After Athens, we made our way over to Delphi, and then to the coast. There were monasteries, mountains, fresh seafood, and the cutest towns in which to purchase trinkets. The bus trips were made short by my friends and I taking photos of each other sleeping, sharing headphones to listen to our favorite songs, and by listening to Greek stories that our tour guide told us over the speakers.
When we got to the coast, we took a ferry over to Italy. The ferry was rocky, my legs were shaky beneath me the whole time, and a plastic bag was gripped in my fist for just in case. But Italy was worth it. We spent our days getting lost in the maze of Florence, visiting cathedrals, and looking at art. We eventually even made our way over to Pisa, where my eyes were once again opened to my privilege — not just because I had the opportunity view the famous tower, but because of the locals and their relationship with the hoards of ever-visiting tourists.
After Italy we took another ferry over to Spain, where I fell in love with the country for the first time, even though our tour group was mostly confined to Barcelona. As our guide told us stories about Gaudi and went over the basics of the Spanish language, I felt alive, as though it wasn’t the trip that was the dream, but rather that everything else was.
Then, just a short while later, the whole thing was over, and we were on a night bus to the airport. I remember one of the others on a trip put on the song “Island In the Sun” by Weezer as we pulled away from our last hotel, and it took everything in me to not cry.
Something changed inside me during that trip, and I realized that going home and finishing my last six months of high school didn’t sound so enticing. While others in my peer group were going crazy over the fact that the places we travelled to lacked amenities such as peanut butter and Tim Hortons (so Canadian, amirite), all I wanted to do was stay immersed in these countries for longer, to explore deeper.
After this trip I had my first real bout of travellers blues. I gained some weight, and even with the exciting thought of graduation lurking in the not-too-distant-future, it took a while to shake.
Over the next few years I had other kinds of adventures; I moved first to Regina, then to Toronto, road-tripping back and forth between the two cities many times.

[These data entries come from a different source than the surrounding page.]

PR #1068, opened 2026-04-15
feat(anthropic): surface citation metadata on text content blocks

kojiwakayama:
## Summary

Adds a \`citations\` field to Anthropic text result content parts so callers can see which source URLs / character ranges / page numbers back each text segment. Refs **B7** in #1051. Part of #1044. Stacked on #1067.

## Motivation

Anthropic's web_search / web_fetch tools and document-citation feature emit per-text-block \`citations\` arrays that link generated text back to specific source ranges. veryfront-code parses the tool result content but throws away the citations on the surrounding text blocks — meaning callers using web search through veryfront-code can't render footnotes, source links, or page references the way \`@ai-sdk/anthropic\` exposes them via source parts.

## Design

New optional field on text content parts:

\`\`\`ts
type AnthropicTextContent = {
  type: \"text\";
  text: string;
  citations?: AnthropicCitation[];
};
\`\`\`

Each citation is normalized through \`normalizeAnthropicCitation\` which converts snake_case wire keys to camelCase and covers all five citation kinds documented at https://docs.claude.com/en/docs/build-with-claude/citations:

| Kind | Key fields |
|------|------------|
| \`web_search_result_location\` | \`url\`, \`title\`, \`citedText\` |
| \`web_fetch_result_location\` | \`url\`, \`title\`, \`citedText\` |
| \`char_location\` | \`documentIndex\`, \`documentTitle\`, \`startCharIndex\`, \`endCharIndex\` |
| \`page_location\` | \`documentIndex\`, \`startPageNumber\`, \`endPageNumber\` |
| \`content_block_location\` | \`documentIndex\`, \`startBlockIndex\`, \`endBlockIndex\` |

Unknown citation kinds are still surfaced (just with whatever fields the normalizer recognizes), so future Anthropic citation types pass through gracefully.

**Backward compat:** \`citations\` is omitted entirely from text content parts that don't have any. Existing callers iterating \`content[].text\` see no shape change.

## Testing

3 new test cases under \`describe(\"Anthropic thinking signature multi-turn replay\")\` (sharing the existing fixture):

1. Web search citation — \`web_search_result_location\` with url/title/citedText surfaces with camelCase keys
2. Mixed char_location + page_location — both kinds normalize correctly with their kind-specific fields
3. Text without citations — \`citations\` field omitted from the result

All 1341 tests pass (16,384 steps in 23s). \`deno fmt --check\` + \`deno check\` clean.

## Version

Patch bump \`0.1.216 → 0.1.217\`.

Issue #1052, opened 2026-04-14
OpenAI provider feature rollup (C1–C6): structured outputs, reasoning models, service tiers, parallel tool calls


kojiwakayama:
## Summary

Rollup tracking OpenAI-only gaps from the provider capability audit (#1044). These are capabilities specific to OpenAI that don't have cross-provider counterparts.

## Checklist

- [ ] **C1 — Structured outputs / `response_format: json_schema`.** OpenAI supports a `response_format` with a `json_schema` variant that constrains the model to a schema. veryfront-code has no surface for this. Would unlock structured-output callers without the hack of defining a one-shot tool and ignoring the tool-call wrapper.
- [ ] **C2 — Reasoning models (o1 / o3 / o4 family) request-param sanitization.** These models reject `temperature`, `top_p`, `presence_penalty`, `frequency_penalty`, `logprobs`. Our code sends them and gets a 400. Detection-by-prefix is needed. Feeds into #1049 (warnings) and #1047 (reasoning support).
- [ ] **C3 — `reasoning_effort` field.** The o-series models accept `reasoning_effort: "low" | "medium" | "high"`. Part of #1047.
- [ ] **C4 — Reasoning summary streaming.** o-series models can stream reasoning summaries on the Responses API. Part of #1047.
- [ ] **C5 — `service_tier` (default / flex / scale).** OpenAI's flex tier trades latency for lower cost. Useful for batchy workloads.
- [ ] **C6 — `parallel_tool_calls: false` plumbing.** OpenAI accepts `parallel_tool_calls: false` to force sequential tool use. We don't plumb it. Some callers need it for ordered side effects.

## Priority

Medium. C2 / C3 / C4 converge with the cross-provider reasoning work in #1047 and will probably land together. C1 is the biggest standalone unlock.

Refs #1044.

kojiwakayama:
## Status update from autopilot pass through #1044

C-series items already delivered by earlier cross-provider PRs:

- ✅ **C2** — o1/o3/o4 reasoning model param sanitization — shipped in #1059 (`isOpenAIReasoningModel` detection by id prefix, drops `temperature` / `top_p` / `presence_penalty` / `frequency_penalty` at build time). Surfaces structured warnings via #1061.
- ✅ **C3** — `reasoning_effort` field — shipped in #1059. The unified `reasoning.effort` option maps to OpenAI's `reasoning_effort` enum (`low` / `medium` / `high`, `max` collapses to `high`).

[...]

PR #1069, opened 2026-04-15
feat(openai): structured outputs via response_format json_schema

kojiwakayama:
## Summary

Adds a unified \`responseFormat\` option that constrains model output to JSON or to a specific JSON schema. Refs **C1** in #1052. Part of #1044. Stacked on #1068.

## Motivation

OpenAI exposes a [Structured Outputs](https://platform.openai.com/docs/guides/structured-outputs) feature on Chat Completions (gpt-4o-2024-08-06+) that constrains the model to return strict-schema-conforming JSON. veryfront-code had no surface for this — callers were forced to define a one-shot tool and ignore the tool-call wrapper, which is wasteful and gets in the way of integrations that expect plain content rather than tool calls.

## API

\`\`\`ts
responseFormat?:
  | { type: \"text\" }
  | { type: \"json\" }
  | {
      type: \"json_schema\";
      name: string;
      schema: unknown;
      description?: string;
      strict?: boolean;
    };
\`\`\`

| Variant | OpenAI wire shape |
|---------|-------------------|
| \`{ type: \"text\" }\` | (omitted — default) |
| \`{ type: \"json\" }\` | \`{ type: \"json_object\" }\` |
| \`{ type: \"json_schema\", ... }\` | \`{ type: \"json_schema\", json_schema: { name, schema, strict } }\` |

Schemas pass through \`unwrapToolInputSchema\` so callers can reuse the same \`RuntimeJsonSchema { jsonSchema }\` wrapper they already use for tool input schemas.

## Cross-provider behaviour

- **OpenAI**: emits the structured \`response_format\` shape on the Chat Completions request body.
- **Anthropic**: structured response_format has no equivalent on the Messages API. The runtime emits a structured warning (\`{ type: \"unsupported-setting\", setting: \"responseFormat\", ... }\`) and silently omits the field from the body. Anthropic's idiomatic workaround is to define a tool with the schema as \`input_schema\` and let Claude call it — that's a follow-up PR.
- **Google**: same pattern — emits a warning and omits. Gemini has \`generationConfig.responseSchema\` + \`responseMimeType\` for structured outputs but it's a separate surface that needs its own follow-up.

## Testing

3 new test cases:

1. OpenAI gpt-4o-2024-08-06 with \`{ type: \"json_schema\", name: \"Person\", schema, strict: true }\` produces the right \`response_format\` shape on the wire (full nested structure assertion)
2. OpenAI gpt-4o-mini with \`{ type: \"json\" }\` produces \`response_format: { type: \"json_object\" }\`
3. Anthropic with \`{ type: \"json\" }\` omits \`response_format\` from the body AND emits a \`responseFormat\` warning on the result

All 1341 tests pass (16,387 steps in 23s). \`deno fmt --check\` + \`deno check\` clean.

## Version

Patch bump \`0.1.217 → 0.1.218\`.

### DIFF
--- a/deno.json
+++ b/deno.json
@@ -1,6 +1,6 @@
 {
   "name": "veryfront",
-  "version": "0.1.209",
+  "version": "0.1.210",
   "license": "Apache-2.0",
   "nodeModulesDir": "auto",
   "exclude": [
--- a/deno.json
+++ b/deno.json
@@ -1,6 +1,6 @@
 {
   "name": "veryfront",
-  "version": "0.1.212",
+  "version": "0.1.213",
   "license": "Apache-2.0",
   "nodeModulesDir": "auto",
   "exclude": [
--- a/deno.json
+++ b/deno.json
@@ -1,6 +1,6 @@
 {
   "name": "veryfront",
-  "version": "0.1.217",
+  "version": "0.1.218",
   "license": "Apache-2.0",
   "nodeModulesDir": "auto",
   "exclude": [
--- a/deno.json
+++ b/deno.json
@@ -1,6 +1,6 @@
 {
   "name": "veryfront",
-  "version": "0.1.206",
+  "version": "0.1.207",
   "license": "Apache-2.0",
   "nodeModulesDir": "auto",
   "exclude": [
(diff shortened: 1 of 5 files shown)


kojiwakayama:

PR #1070, opened 2026-04-15
feat(openai): service_tier and parallel_tool_calls pass-through

kojiwakayama:
## Summary

Two thin pass-through options on OpenAI Chat Completions:

- \`serviceTier\` — maps to the \`service_tier\` field
- \`parallelToolCalls\` — maps to \`parallel_tool_calls\`

Refs **C5** and **C6** in #1052. Part of #1044. Stacked on #1069.

## Why combined

Both items are tiny single-field pass-throughs (~3 lines of build code each). Splitting them across two PRs would be ceremony without value — same risk profile, same test pattern, no reviewer load saved.

## API

\`\`\`ts
serviceTier?: \"auto\" | \"default\" | \"flex\" | \"scale\";
parallelToolCalls?: boolean;
\`\`\`

| Option | OpenAI field | Purpose |
|--------|--------------|---------|
| \`serviceTier: \"flex\"\` | \`service_tier: \"flex\"\` | Lower-priority queue, lower per-token cost, batchy workloads |
| \`serviceTier: \"scale\"\` | \`service_tier: \"scale\"\` | Reserved-capacity tier with strict latency SLOs |
| \`parallelToolCalls: false\` | \`parallel_tool_calls: false\` | Force sequential tool execution for ordered side effects |

Both fields are forwarded verbatim. Anthropic and Google have no equivalent and silently ignore the options.

## Testing

3 new test cases:

1. \`serviceTier: \"flex\"\` lands as \`service_tier: \"flex\"\` on the OpenAI request body
2. \`parallelToolCalls: false\` lands as \`parallel_tool_calls: false\` on the OpenAI request body
3. Both fields omitted from the body when neither option is set (backward compat check)

All 1341 tests pass (16,390 steps in 23s). \`deno fmt --check\` + \`deno check\` clean.

## Version

Patch bump \`0.1.218 → 0.1.219\`.

PR #1057, opened 2026-04-14
feat(anthropic): prompt caching via cache_control breakpoints

kojiwakayama:
## Summary

Adds first-class Anthropic prompt caching to the veryfront-code provider layer via `cache_control` breakpoints on system prompts and tool definitions. Closes #1045. Part of #1044.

I travelled back to Europe, and around North America. I discovered travel blogs, and a whole community of people who felt the same way about travel that I do. I followed my heart through working in the music industry in Toronto, and followed it again when I decided to leave.
Through all of life’s changes, travel has been a constant reminder of my youthful sense of wonder (and music, but you know). Whenever I started to feel stagnant, or stuck in a rut, I turned to it often to break me out of a funk and get me moving again, get me exploring and discovering.
Since then I have been working on a travel/life/work balance, finding the things I need to make me happy. Does a typical 9-5 job with 10 days of vacation time a year make me happy? No, but I’ll do it for a year or two at a time if it means I get to travel freely at the end of it. Does working 16-hour days on both my day job and my freelancing jobs mean that I’m often burnt out and can’t commit the time to this blog? Yes, but knowing that I’ll take these freelancing gigs with me on my travels means that I can go longer and feel better about my financial situation.
Thinking about where my life is now, and all that I’ve learned about myself really comes down to those early travel days both around North America and Greece, Italy, and Spain. My soul was built for adventure, and every step along the ways is guided with that ethos in mind.
What are your earliest travel memories?